By god yes it was  If she had the same dream I am not sure she would have been as impressed :lol:


----------



## Gazzer (Jun 12, 2010)

saves spoilin a goodun i say bud lol


----------



## SteviedTT (Apr 10, 2009)

None of you would be able to, even if you wanted to. My arse would be in the way :lol:


----------



## T3RBO (Dec 9, 2003)

My god that's an old photo :lol:

Probably still a yes from me, but she somewhat gets overshadowed on the Gadget Show by the lovely Pollyanna


----------



## Bucks85th (Apr 27, 2009)

Had my photo taken with her at Monza WSB a few years back.

Sadly, it wasn't on my camera and I never got a copy.

Just as well I suppose, standing on my tongue with an unusual bulge around midriff height wasn't catching me at my best


----------



## NaughTTy (Jul 9, 2003)

T3RBO said:


> My god that's an old photo :lol:
> 
> Probably still a yes from me, but she somewhat gets overshadowed on the Gadget Show by the lovely Pollyanna


Have to agree witth you on that one - and on 5* now - about to get into a bikini (one or both of them, not sure). Sky+ already recording! :roll:


----------



## Gazzer (Jun 12, 2010)

NaughTTy said:


> T3RBO said:
> 
> 
> > My god that's an old photo :lol:
> ...


naughty by name and by nature lol.........make sure mrs doesnt read this topic lol


----------



## NaughTTy (Jul 9, 2003)

Never reads the Forum Gaz! Plus she knows exactly what I'm like after 27 years together :lol:


----------



## Gazzer (Jun 12, 2010)

NaughTTy said:


> Never reads the Forum Gaz! Plus she knows exactly what I'm like after 27 years together :lol:


25 for me bud......and i keep her never knowing what angle i am coming from too he he. my mrs often looks over my shoulder, so iensure i am typing something to Dani or sal lol........winds her up no end!


----------



## Guest (May 24, 2011)

She's not bad, but starting to look a bit tatty these days.

Agree that blonde on the gadget show with the big fake rack is not bad


----------



## Gazzer (Jun 12, 2010)

manphibian said:


> She's not bad, but starting to look a bit tatty these days.
> 
> Agree that blonde on the gadget show with the big fake rack is not bad


go back to sleep luke............she is class not just arse


----------



## A3DFU (May 7, 2002)

gazzer1964 said:


> my mrs often looks over my shoulder, so iensure i am typing something to Dani or sal lol........winds her up no end!

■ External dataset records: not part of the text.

PR #160, opened 2024-12-11
CASSSIDECAR-174: Mechanism to have a reduced number of Sidecar instan…

frankgh:
…ces run operations

Patch by Francisco Guerrero; Reviewed by TBD for CASSSIDECAR-174


server/src/test/java/org/apache/cassandra/sidecar/server/ServerTest.java
```diff
@@ -268,7 +268,8 @@ void unrecognizedAuthenticationHandlerSet()
     {
         assertThatThrownBy(() -> configureServer("config/sidecar_unrecognized_authenticator.yaml"))
         .hasCauseInstanceOf(RuntimeException.class)
-        .hasMessageContaining("Implementation for class org.apache.cassandra.sidecar.acl.authentication.UnrecognizedAuthenticationHandler has not been registered");
+        .hasMessageContaining("Implementation for class org.apache.cassandra.sidecar.acl.authentication." +
```
frankgh, line 307: this was causing checkstyle to either fail or produce a warning for me

server/src/test/java/org/apache/cassandra/sidecar/acl/authentication/MutualTlsAuthenticationHandlerFactoryTest.java
```diff
@@ -69,12 +69,14 @@ void testMissingParameters()
         {{
             put(CERTIFICATE_IDENTITY_EXTRACTOR_PARAM_KEY, "org.apache.cassandra.sidecar.acl.authentication.CassandraIdentityExtractor");
         }};
-        testConfigError(missingValidatorParams, String.format("Missing %s parameter for MutualTlsAuthenticationHandler creation", CERTIFICATE_VALIDATOR_PARAM_KEY));
+        testConfigError(missingValidatorParams, String.format("Missing %s parameter for MutualTlsAuthenticationHandler creation",
```
frankgh, line 72: these changes here because checkstyle was either failing or producing a warning for me

server/src/test/integration/org/apache/cassandra/testing/TestVersion.java
```diff
@@ -34,4 +34,10 @@ public String version()
     {
         return version;
     }
+
+    @Override
+    public String toString()
+    {
+        return version;
```
frankgh, line 41: to be able to display the version during the test

server/src/test/integration/org/apache/cassandra/testing/CassandraTestTemplate.java
```diff
@@ -311,7 +309,7 @@ public Object resolveParameter(ParameterContext parameterContext, ExtensionConte
         }
     }
 
-    public static UpgradeableCluster retriableStartCluster(UpgradeableCluster.Builder builder, int maxAttempts)
+    public static UpgradeableCluster retryableStartCluster(UpgradeableCluster.Builder builder, int maxAttempts)
```
frankgh: this is a typo I fixed

server/src/test/integration/org/apache/cassandra/sidecar/routes/tokenrange/TestTokenSupplier.java
```diff
@@ -86,7 +86,7 @@ private static List<String>[] allocateExistingNodeTokens(int numNodesPerDC,
         List<String>[] tokens = new List[(numNodesPerDC + newNodesPerDC) * numDcs];
         for (int i = 0; i < ((numNodesPerDC + newNodesPerDC) * numDcs); ++i)
         {
-            tokens[i] = new ArrayList(numTokensPerNode);
+            tokens[i] = new ArrayList<>(numTokensPerNode);
```
frankgh, line 89: I think checkstyle was complaining here maybe? or just IDE

server/src/test/integration/org/apache/cassandra/sidecar/cluster/locator/CqlSessionProviderIntegrationTest.java
```diff
@@ -106,21 +106,21 @@ void testWithMTLS(VertxTestContext context, ConfigurableCassandraTestContext cas
...
-                                                 .set("client_encryption_options.optional", "true")
-                                                 .set("client_encryption_options.require_client_auth", "true")
-                                                 .set("client_encryption_options.require_endpoint_verification", "false")
-                                                 .set("client_encryption_options.keystore", serverKeystorePath.toAbsolutePath().toString())
-                                                 .set("client_encryption_options.keystore_password", serverKeystorePassword)
-                                                 .set("client_encryption_options.truststore", truststorePath.toAbsolutePath().toString())
-                                                 .set("client_encryption_options.truststore_password", truststorePassword));
-        });
+        cassandraContext.configureAndStartCluster(builder -> builder.appendConfig(config -> {
+            config.set("authenticator.class_name", "org.apache.cassandra.auth.MutualTlsWithPasswordFallbackAuthenticator")
```
frankgh, line 110: checkstyle complaining with line length

server/src/main/java/org/apache/cassandra/sidecar/db/schema/SystemAuthSchema.java
```diff
@@ -80,14 +80,7 @@ public PreparedStatement getAllRolesAndIdentities()
...
-        static String selectRoleFromIdentity()
-        {
-            return "SELECT role FROM system_auth.identity_to_role WHERE identity = ?";
-        }
-
-        static String getAllRolesAndIdentities()
-        {
-            return "SELECT * FROM system_auth.identity_to_role;";
-        }
+        static final String SELECT_ROLE_FROM_IDENTITY = "SELECT role FROM system_auth.identity_to_role WHERE identity = ?";
```
frankgh, line 83: no need for static methods, so I just changed to static constant definitions

server-common/src/main/java/org/apache/cassandra/sidecar/common/server/cluster/locator/TokenRangeReplicas.java
```diff
@@ -73,7 +73,7 @@ public static List<TokenRangeReplicas> generateTokenRangeReplicas(Token start,
             return unwrapRange(start, end, partitioner, replicaSet);
         }
 
-        LOGGER.info("Generating replica-map for range: {} - {} : Replicaset: {}", start, end, replicaSet);
+        LOGGER.debug("Generating replica-map for range: {} - {} : Replicaset: {}", start, end, replicaSet);
```
frankgh, line 76: this was showing up a log in my logs, so it really should go in debug

conf/sidecar.yaml
```diff
@@ -215,6 +222,7 @@ cassandra_input_validation:
     - system_auth
     - system_views
     - system_virtual_schema
+    - sidecar_internal
```
frankgh, line 234: even though we've had `sidecar_internal` in the default list https://github.com/apache/cassandra-sidecar/blob/trunk/server/src/main/java/org/apache/cassandra/sidecar/config/yaml/CassandraInputValidationConfigurationImpl.java#L43 , we are actually missing it in the yaml. So added it here

build.gradle
```diff
@@ -118,7 +118,7 @@ startScripts {
 }
 
 run {
-    def confFile = "file:" + File.separator + File.separator + "$projectDir/conf/sidecar.yaml"
+    def confFile = System.getProperty("sidecar.config", "file:" + File.separator + File.separator + "$projectDir/conf/sidecar.yaml")
```
frankgh, line 133: we didn't honor the user-provided config , when I was testing locally I found out that something like this `./gradlew run -Dsidecar.config=file:///$PWD/conf/sidecar.yaml` is not working

adapters/base/src/main/java/org/apache/cassandra/sidecar/adapters/base/CassandraStorageOperations.java
```diff
@@ -210,7 +207,12 @@ public void outOfRangeDataCleanup(@NotNull String keyspace, @NotNull String tabl
     {
         requireNonNull(keyspace, "keyspace must be non-null");
         requireNonNull(table, "table must be non-null");
-        jmxClient.proxy(StorageJmxOperations.class, STORAGE_SERVICE_OBJ_NAME)
-                 .forceKeyspaceCleanup(concurrency, keyspace, table);
+        initializeStorageOps().forceKeyspaceCleanup(concurrency, keyspace, table);
+    }
+
+    protected StorageJmxOperations initializeStorageOps()
```
JeetKunDoug: This is really `createStorageOps` since it returns a new one every time.

adapters/base/src/main/java/org/apache/cassandra/sidecar/adapters/base/CassandraStorageOperations.java
```diff
@@ -210,7 +207,12 @@ public void outOfRangeDataCleanup(@NotNull String keyspace, @NotNull String tabl
...
+    {
+        return new GossipDependentStorageJmxOperations(jmxClient.proxy(StorageJmxOperations.class,
```
JeetKunDoug: Does _every operation_ in here really need Gossip to be enabled? It doesn't seem like things like taking local snapshots would require gossip, for example.

server-common/src/main/java/org/apache/cassandra/sidecar/common/server/utils/StringUtils.java
```diff
@@ -0,0 +1,45 @@
...
+     * the Cassandra server. This is useful when we consume data representing an Inet address
+     * and port from JMX that has been stringyfied, and we need to perform string matching
+     * against those results from JMX.
+     *
+     * @param address the {@link InetSocketAddress address}
+     * @return the string representation of the address with the same signature as represented by
+     * the Cassandra server
+     */
+    @SuppressWarnings("UnstableApiUsage")
+    public static String hostAddress(InetSocketAddress address)
```
JeetKunDoug: NIT: maybe `cassandraFormattedHostAddress`? Since it's in a fairly generically-named StringUtils class, probably good to be more specific here.

scripts/build-dtest-jars.sh
```diff
@@ -19,9 +19,9 @@
 
 set -xe
 CANDIDATE_BRANCHES=(
-  "cassandra-4.0:1f79c8492528f01bcc5f88951a1cc9e0d7265c54"
-  "cassandra-4.1:725655dda2776fef35567496a6e331102eb7610d"
-  "cassandra-5.0:f19dd0bb1309c35535876e8f0f996ad2b76adda5"
+  "cassandra-4.0:659558c980c67a80287ca7ccdfc8a70b1a56b7e2"
+  "cassandra-4.1:c44008e9e4ac06ea25bb63384a6777c0c1b8b41a"
+  "cassandra-5.0:1655578ae8f9de00393d923edbefe6bab0414153"
   # note the trunk hash cannot be advanced beyond ae0842372ff6dd1437d026f82968a3749f555ff4 (TCM), which breaks integration test
```
JeetKunDoug, line 25: Does TCM still break integration tests? Has anyone had a chance to look into why?

server/src/main/java/org/apache/cassandra/sidecar/coordination/SingleInstanceExecutor.java
```diff
@@ -0,0 +1,53 @@
...
+package org.apache.cassandra.sidecar.coordination;
+
+/**
+ * Defines an interface to choose a single Sidecar instance that will run certain types of operations that need to
+ * run on a limited subset of Sidecar instances. In most cases there will be a single Sidecar instance chosen as
+ * the executor.
+ */
+public interface SingleInstanceExecutor
+{
+    SingleInstanceExecutor ALWAYS_SCHEDULE_EXECUTOR = new SingleInstanceExecutor()
```
JeetKunDoug: Can we move this into a class in the tests somewhere as it should really never be used in production code - maybe put this and the NEVER_SCHEDULE_EXECUTOR into a class called `TestSingleInstanceExecutors`?

server/src/main/java/org/apache/cassandra/sidecar/coordination/BestEffortSingleInstanceExecutor.java
```diff
@@ -0,0 +1,261 @@
...
+    }
+
+    /**
+     * Returns the configured host ID for Sidecar.
+     *
+     * @return the configured host ID for Sidecar
+     */
+    protected String owner()
+    {
+        return config.hostId();
```
JeetKunDoug: Given this class can't operate if it can't talk to Cassandra, what do you think about using `StorageService#getLocalHostId` via JMX from the first managed instance for this in stead of configuration? We can populate it in `config` still or via some other mechanism, but it should be constant and not just a random UUID on each startup?

server/src/main/java/org/apache/cassandra/sidecar/coordination/BestEffortSingleInstanceExecutor.java
```diff
@@ -0,0 +1,261 @@
...
+            else
+            {
+                // For the case where the current Sidecar was a lease-holder but the information was lost from
+                // the in-memory process (i.e. Sidecar restarted) but the information is still persisted
+                // in the database, so we recover the state from the database
+                return owner.equals(result.existingOwner);
+            }
+        }
+        return isCurrentLeaseHolder;
+    }
```
JeetKunDoug: There was quite a bit or repetition in `determineSingleInstanceExecutor` and it was somewhat hard to follow. Did some refactoring to make sure I understood what was going on and I think it's easier to follow. Sorry for the very long suggestion.

```suggestion
    @Override
    public void determineSingleInstanceExecutor(ElectorateMembership electorateMembership)
    {
        boolean shouldParticipate = electorateMembership.shouldParticipate();
        LOGGER.debug("Sidecar instance shouldParticipate={} in the selection", shouldParticipate);
        if (!shouldParticipate)
        {
            return;
        }

        boolean wasCurrentExecutor = isLocalSidecarSingleInstanceExecutor;
        Boolean isCurrentExecutor = null;

        String hostId = hostId();
        LOGGER.debug("Starting selection for hostId={}", hostId);
        if (wasCurrentExecutor)
        {
            isCurrentExecutor = executeLeaseAction("extend", hostId, accessor::extendLease, null);
        }

        if (isCurrentExecutor == null || !isCurrentExecutor)
        {
            isCurrentExecutor = executeLeaseAction("claim", hostId, accessor::claimLease, isCurrentExecutor);
            LOGGER.debug("Claim lease for hostId={} result={}", hostId, isCurrentExecutor);
        }

        maybeNotifyResults(isCurrentExecutor, hostId, wasCurrentExecutor);
    }

    private void maybeNotifyResults(Boolean isCurrentExecutor, String owner, boolean wasCurrentExecutor)
    {
        if (isCurrentExecutor == null)
        {
            LOGGER.debug("Unable to perform lease election for owner={}", owner);
//            if (wasCurrentExecutor)
//            {
            // TODO : do we give up lease after some period of time? ie TTL which is 10 minutes?
//            }
            return;
        }

        if (wasCurrentExecutor && !isCurrentExecutor)
        {
            LOGGER.info("Cluster-wide lease has been lost by owner={}", owner);
            isLocalSidecarSingleInstanceExecutor = false;
            // notify lease has been lost
            vertx.eventBus().publish(ON_SIDECAR_GLOBAL_LEASE_LOST.address(), owner);
        }

        if (!wasCurrentExecutor && isCurrentExecutor)
        {
            LOGGER.info("Cluster-wide lease has been claimed by owner={}", owner);
            isLocalSidecarSingleInstanceExecutor = true;
            // notify lease has been gained
            vertx.eventBus().publish(ON_SIDECAR_GLOBAL_LEASE_CLAIMED.address(), owner);
        }
    }

    private Boolean executeLeaseAction(String actionName,
                                       String owner,
                                       Function<String, SidecarLeaseDatabaseAccessor.LeaseClaimResult> claimFunction,
                                       Boolean isCurrentExecutor)
    {
        SidecarLeaseDatabaseAccessor.LeaseClaimResult result = null;
        try
        {
            LOGGER.debug("Attempting to " + actionName + " lease for owner={}", owner);
            result = claimFunction.apply(owner);
        }
        catch (CASWriteUnknownException | NoHostAvailableException e)
        {
            LOGGER.debug("Unable to claim lease for owner={}", owner, e);
        }
        catch (Exception e)
        {
            LOGGER.error("Unable to " + actionName + " lease for owner={}", owner, e);
        }

        isCurrentExecutor = determineIfIsCurrentLeaseHolder(isCurrentExecutor, result, owner);
        LOGGER.debug("{} lease for owner={} result={}", capitalize(actionName), owner, isCurrentExecutor);
        return isCurrentExecutor;
    }

    protected Boolean determineIfIsCurrentLeaseHolder(Boolean isCurrentLeaseHolder,
                                                   SidecarLeaseDatabaseAccessor.LeaseClaimResult result,
                                                   String hostId)
    {
        if (result != null && (result.leaseAcquired || hostId.equals(result.existingOwner)))
        {
            return true;
        }
        return isCurrentLeaseHolder;
    }
```

server/src/main/java/org/apache/cassandra/sidecar/coordination/ElectorateMembership.java
```diff
@@ -0,0 +1,32 @@
...
+ * An interface that defines if the local Sidecar instance should participate during the choosing of a single
+ * instance executor process.
+ */
+public interface ElectorateMembership
+{
+    /**
+     * @return {@code true} if the local Sidecar instance should participate in the process,
+     * {@code false} otherwise
+     */
+    boolean shouldParticipate();
```
JeetKunDoug: I was struggling with the name of this class/method for some reason... I think the method should be called `isMember` rather than `shouldParticipate` and it all makes much more sense. Comments should also reflect that this (and the TokenZeroElectorateMembership class) are just about membership in a particular electorate (which I'm still not sure of name-wise, but I haven't come up with anything better yet either).

JeetKunDoug (commented):
Submitting review so far - thanks for the contribution. Looks pretty good so far, just some refactoring/naming suggestions

adapters/base/src/main/java/org/apache/cassandra/sidecar/adapters/base/CassandraStorageOperations.java
frankgh: I think you are right these probably don't need gossip enabled, also it's an unrelated change so I will revert it

conf/sidecar.yaml
frankgh: I ran into issues while manually testing this feature, so I've added it

scripts/build-dtest-jars.sh
frankgh: yes, the reason it breaks is that our touch points for the byte buddy injections have diverged after TCM

server/src/main/java/org/apache/cassandra/sidecar/cluster/CQLSessionProviderImpl.java
```diff
@@ -70,7 +70,7 @@ public class CQLSessionProviderImpl implements CQLSessionProvider
 {
     private static final Logger logger = LoggerFactory.getLogger(CQLSessionProviderImpl.class);
     private final List<InetSocketAddress> contactPoints;
-    private final int numConnections;
+    private final int numAdditionalConnections;
```
frankgh, line 73: changing the name because when I was running tests I had issues, internally this is actually called numAdditionalConnections, so making the change here to reflect what it really signifies

server/src/main/java/org/apache/cassandra/sidecar/db/SidecarLeaseDatabaseAccessor.java
```diff
@@ -0,0 +1,89 @@
...
+        super(tableSchema, sessionProvider);
+    }
+
+    /**
+     * Attempts to obtain the lease, returning the result of the claim
+     *
+     * @param owner the owner performing the claim
+     * @return the results of performing the lease claim
+     */
+    public LeaseClaimResult claimLease(String owner)
```
JeetKunDoug: Most of the usages of `String owner` are really the hostId of the host attempting to _claim_ or _extend_ the lease, not the _owner_ of the lease - can we just use `hostId` in these instances, and reserve `owner` for cases where the host in question _is the owner_? See the suggestion in `BestEffortSingleInstanceExecutor` where I did this as well. I think the LeaseClaimResult usage of `owner` makes perfect sense, as an example of where owner makes sense vs. hostId.

server/src/main/java/org/apache/cassandra/sidecar/db/SidecarLeaseDatabaseAccessor.java
```diff
@@ -0,0 +1,89 @@
...
+        return LeaseClaimResult.from(resultSet, owner);
+    }
+
+    /**
+     * Captures the results of claiming lease for a given Sidecar owner
+     */
+    public static class LeaseClaimResult
+    {
+        public final boolean leaseAcquired;
+        public final String existingOwner;
```
JeetKunDoug: do we need `existing` here? either just `owner` or maybe `currentOwner` as I'm not sure what exactly `existingOwner` means - is it _previous_ or _current_?

server/src/main/java/org/apache/cassandra/sidecar/db/schema/SidecarInternalKeyspace.java
```diff
@@ -33,20 +33,19 @@
  * {@link org.apache.cassandra.sidecar.db.RestoreJob} table and {@link org.apache.cassandra.sidecar.db.RestoreSlice}
  * table
  */
-@Singleton
 public class SidecarInternalKeyspace extends AbstractSchema
 {
     private final SchemaKeyspaceConfiguration keyspaceConfig;
     private final boolean isEnabled;
-    private final Set<TableSchema> tableSchemas = new HashSet<>();
+    private final Set<TableSchema> tableSchemas = ConcurrentHashMap.newKeySet();
```
JeetKunDoug, line 40: Was this done just to get rid of the `synchronized` on registerTableSchema for stylistic reasons (as I can't imaging it was a significant performance issue), or was there a bug this fixed?

Assuming we really need to make this change, I wonder if we want to be specific about the type of tableSchemas to show it really needs to be concurrent:
```suggestion
    private final ConcurrentHashMap.KeySetView<TableSchema, Boolean> tableSchemas = ConcurrentHashMap.newKeySet();
```

It's a bit ugly just because of the type `newKeyset` returns, but it makes it a bit clearer that this needs to be a concurrent set (now, why the Java implementers didn't just give us a ConcurrentSet to make this clear, no idea).

server/src/main/java/org/apache/cassandra/sidecar/db/schema/SidecarLeaseSchema.java
```diff
@@ -0,0 +1,113 @@
...
+     */
+    @Override
+    @VisibleForTesting
+    public String createSchemaStatement()
+    {
+        return String.format("CREATE TABLE IF NOT EXISTS %s.%s ("
+                             + "name text PRIMARY KEY,"
+                             + "owner text) "
+                             + "WITH default_time_to_live = %d",
+                             keyspaceName(), tableName(), TimeUnit.MINUTES.toSeconds(10));
```
JeetKunDoug: NIT: Make the TTL configurable and write the rows using `USING TTL ?` so it can be updated easily rather than depending on the default in the table?

server/src/main/java/org/apache/cassandra/sidecar/db/schema/SidecarSchema.java
```diff
@@ -181,4 +186,23 @@ protected void reportSidecarSchemaInitialized()
...
+     * @return {@code true} if the schema should be created by this Sidecar instance, {@code false} otherwise
+     */
+    protected boolean shouldCreateSchema(@Nullable AbstractSchema schema)
+    {
+        if (singleInstanceExecutor != null && schema instanceof InitializeOnSingleInstanceExecutor)
+        {
+            return singleInstanceExecutor.isLocalSidecarSingleInstanceExecutor();
+        }
+        return true;
+    }
```
JeetKunDoug: I'm not sure if `singleInstanceExecutor` can actually be null (it doesn't look that way)... could we drop the null check here? If so, this method simplifies a bit:
```suggestion
    protected boolean shouldCreateSchema(@Nullable AbstractSchema schema)
    {
        return singleInstanceExecutor.isLocalSidecarSingleInstanceExecutor() || 
               !(schema instanceof InitializeOnSingleInstanceExecutor);
    }
```

JeetKunDoug (commented):
Some more suggestions/questions to go with yesterday's review.

server/src/main/java/org/apache/cassandra/sidecar/db/schema/SidecarSchema.java
frankgh: you don't really need to inject an implementation, so I made it generic so you can omit this feature

server/src/main/java/org/apache/cassandra/sidecar/db/schema/SidecarLeaseSchema.java
frankgh: yeah, but there are risks with managing your TTLs, so I avoided doing that

server/src/main/java/org/apache/cassandra/sidecar/db/SidecarLeaseDatabaseAccessor.java
frankgh: I meant current, I will refactor

server/src/main/java/org/apache/cassandra/sidecar/coordination/BestEffortSingleInstanceExecutor.java
frankgh: I chose randomness to simplify, maybe we can think about a follow up for this?

server/src/main/java/org/apache/cassandra/sidecar/db/schema/SidecarInternalKeyspace.java
frankgh: I think this is a class-internal detail, but I'd prefer to keep it as Set for now

frankgh: I think I wanted to avoid synchronization.

server/src/main/java/org/apache/cassandra/sidecar/db/schema/SidecarLeaseSchema.java
frankgh: something to consider, but I'd prefer to let the db do the heavy lifting here. We can discuss more.

frankgh: ended up addressing this by making TTL configurable

server/src/test/integration/org/apache/cassandra/testing/CassandraTestTemplate.java
yifan-c: hmm.. I think it is not. see [retriable](https://en.wiktionary.org/wiki/retriable#:~:text=%2B%E2%80%8E%20%2Dable.-,Adjective,Capable%20of%20being%20retried.)
When adding suffix to words end with "y", "y" is changed to "i". See the [spell rule](https://www.languagecouncils.sg/goodenglish/resources/spelling-tips/adding-endings-to-words-that-end-in--y#:~:text=When%20adding%20endings%20to%20words,pretty%3A%20prettier%20%2F%20prettiest)

adapters/base/src/main/java/org/apache/cassandra/sidecar/adapters/base/db/schema/ConnectedClientsSchema.java
```diff
@@ -63,7 +63,7 @@ public PreparedStatement connectionsByUser()
         return connectionsByUserStatement;
     }
 
-    private String statsStatement()
+    static String statsStatement()
```
yifan-c, line 67: On a side note, those changes should ideally be brought up during the review of that patch and addressed there.

server/src/test/integration/org/apache/cassandra/testing/CassandraTestTemplate.java
frankgh: it seems both are valid spellings . I will revert this change

server/src/main/java/org/apache/cassandra/sidecar/coordination/BestEffortSingleConditionalExecutor.java
```diff
@@ -0,0 +1,377 @@
...
+        }
+
+        boolean wasCurrentExecutor = determination.shouldExecuteOnLocalInstance();
+        Boolean isCurrentExecutor = null;
+
+        String sidecarHostId = sidecarHostId();
+        LOGGER.debug("Starting selection for sidecarHostId={}", sidecarHostId);
+        if (wasCurrentExecutor)
+        {
+            isCurrentExecutor = executeLeaseAction("extend", sidecarHostId, accessor::extendLease, isCurrentExecutor);
```
JeetKunDoug: NIT: I know _I_ wrote this, so this is my NIT: We should have an enum for LeaseAction rather than passing the strings in here... Something like:
```java
    public enum LeaseAction
    {
        CLAIM("claim");
        EXTEND("extend"),

        public final String description;

        LeaseAction(String description)
        {
            this.description = description;
        }
    }
```
It's slightly "forward-looking" but I can see this being used elsewhere and in general hate the whole "I just stuck a constant string in the middle of a method" now that I see it.

server/src/main/java/org/apache/cassandra/sidecar/coordination/BestEffortSingleConditionalExecutor.java
```diff
@@ -0,0 +1,377 @@
...
+            if (!wasCurrentExecutor || leaseExpired())
+            {
+                if (leaseExpired())
+                {
+                    LOGGER.info("Giving up lease for sidecarHostId={} leaseAcquired={} leaseExpired={}",
+                                sidecarHostId, leaseTime, leaseExpirationTime());
+                }
+
+                determination = ExecutionDetermination.INDETERMINATE;
+                leaseTime = null;
```
JeetKunDoug: It feels like we should notify the eventBus here as well?

server/src/main/java/org/apache/cassandra/sidecar/coordination/BestEffortSingleConditionalExecutor.java
```diff
@@ -0,0 +1,377 @@
...
+        }
+
+        if (result.leaseAcquired)
+        {
+            return true;
+        }
+
+        // For the case where the current Sidecar was a lease-holder but the information was lost from
+        // the in-memory process (i.e. Sidecar restarted) but the information is still persisted
+        // in the database, so we recover the state from the database
```
JeetKunDoug: Should document that this depends on a persistent `sidecarHostId`, which we don't have at this time but may be a future enhancement?

server/src/main/java/org/apache/cassandra/sidecar/coordination/TokenZeroElectorateMembership.java
```diff
@@ -0,0 +1,201 @@
...
+                    LOGGER.warn("Unable to determine local storage broadcast address for instance={}", instance);
+                    continue;
+                }
+
+                String localInstanceHostAndPort = StringUtils.cassandraFormattedHostAndPort(address);
+                if (tokenRangeReplicas == null)
+                {
+                    // Token range replicas should be the same across all instances assuming the view of the ring
+                    // is the same for all instances, so we just get it once, as this could be an expensive call
+                    tokenRangeReplicas = operations.tokenRangeReplicas(new Name(userKeyspace), nodeSettings.partitioner());
```
JeetKunDoug: 👍

server/src/main/java/org/apache/cassandra/sidecar/coordination/TokenZeroElectorateMembership.java
```diff
@@ -0,0 +1,201 @@
...
+                }
+
+                InetSocketAddress address = delegate.localStorageBroadcastAddress();
+                if (address == null)
+                {
+                    LOGGER.warn("Unable to determine local storage broadcast address for instance={}", instance);
+                    continue;
+                }
+
+                String localInstanceHostAndPort = StringUtils.cassandraFormattedHostAndPort(address);
```
JeetKunDoug: _SUPER_ NIT: move this declaration below the retrieval of tokenRangeReplicas so it's closer to its usage (we don't need it until line 111l)

JeetKunDoug (commented):
Submitting comments up to TokenZeroElectorateMembership for now.

server/src/main/java/org/apache/cassandra/sidecar/db/schema/SidecarSchema.java
```diff
@@ -181,4 +186,23 @@ protected void reportSidecarSchemaInitialized()
     {
         vertx.eventBus().publish(ON_SIDECAR_SCHEMA_INITIALIZED.address(), "SidecarSchema initialized");
     }
+
+    /**
+     * Returns true when the schema should be created by this Sidecar instance. This currently
+     * depends on whether the election of single instance executor process is available, and
+     * the schemas are of type {@link InitializeOnSingleInstanceExecutor}, and the local Sidecar
+     * is a single instance executor. For all other types of schemas or if the election of leader
```
JeetKunDoug: Do we want to initialize the schema in every instance even if the we can't determine that we should be doing it? Could we defer the schema creation in that case, as we know (pre-TCM) this can cause significant issues with schema mismatches across instances?

server/src/test/java/org/apache/cassandra/sidecar/coordination/BestEffortSingleConditionalExecutorParametersTest.java
```diff
@@ -0,0 +1,113 @@
...
+    @Test
+    void testDefaults()
+    {
+        BestEffortSingleConditionalExecutor.Parameters params = BestEffortSingleConditionalExecutor.Parameters.from(Collections.emptyMap());
+        assertThat(params.isEnabled()).as("Enabled by default").isTrue();
+        assertThat(params.delayMillis()).as("Run every minute by default").isEqualTo(60_000L);
+        assertThat(params.initialDelayMillis()).as("Wait 1 second before starting the process by default").isEqualTo(1_000L);
+    }
+
+    @DisplayName("Ensures that is_enabled cannot be configured with an invalid string value")
```
JeetKunDoug:
```suggestion
    @DisplayName("Ensures that is_enabled returns the default value when an invalid string value is configured")
```

server/src/test/java/org/apache/cassandra/sidecar/tasks/PeriodicTaskExecutorTest.java
```diff
@@ -77,4 +80,71 @@ public void close()
...
+        SimulatedTask taskThatRunsOnNonLeader = new SimulatedTask(latch);
+        PeriodicTaskExecutor taskExecutorNonLeader = new PeriodicTaskExecutor(executorPools,
+                                                                              TestConditionalExecutors.NEVER_EXECUTE);
+
+        taskExecutorNonLeader.schedule(taskThatRunsOnNonLeader);
+        assertThat(Uninterruptibles.awaitUninterruptibly(latch, 30, TimeUnit.SECONDS)).isTrue();
+        assertThat(taskThatRunsOnNonLeader.executionCount.get()).isEqualTo(0);
+    }
+
+    @Test
```
JeetKunDoug, line 99: We need to add a test for an executor that returns `INDETERMINATE` at least once, and then `EXECUTE`, so we can test the retry of a task that requires a conditional executor.

JeetKunDoug (commented):
Final comments from me - great stuff @frankgh ... looking forward to getting it merged soon.

server/src/main/java/org/apache/cassandra/sidecar/db/schema/SidecarSchema.java
frankgh: This is the status quo and not to be addressed in this PR. I think TCM will help here.

yifan-c (approved):
+1. My review feedback was sent offline. Waiting for green CI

And what would you type ,,,, something about dandelions no doubt :lol: :lol: :lol:

btw, I think the lady in the picture needs to do lat pulldowns, bicep curls, tricep extensions, chest press and lat raises :wink:


----------



## Gazzer (Jun 12, 2010)

would be doing all of that in bed Dani    .........if i ever got enough time off work and the energy


----------



## A3DFU (May 7, 2002)

gazzer1964 said:


> would be doing all of that in bed Dani


I understand tricep extensions and chest press; however how do you do lat pulldowns, lat raises and bicep curls?
And the exercises were meant for that boxy lady in the first post. I'll never understand why women think that having no definition is desirable but that probably me looking at it from a fitness and health point of view :?


----------



## denTTed (Feb 21, 2007)

A3DFU said:


> gazzer1964 said:
> 
> 
> > would be doing all of that in bed Dani
> ...


I agree dani, she is just an ordinary girl who look slike she does no excersize, is fortunate to be slim but also seems to enjoy a beer.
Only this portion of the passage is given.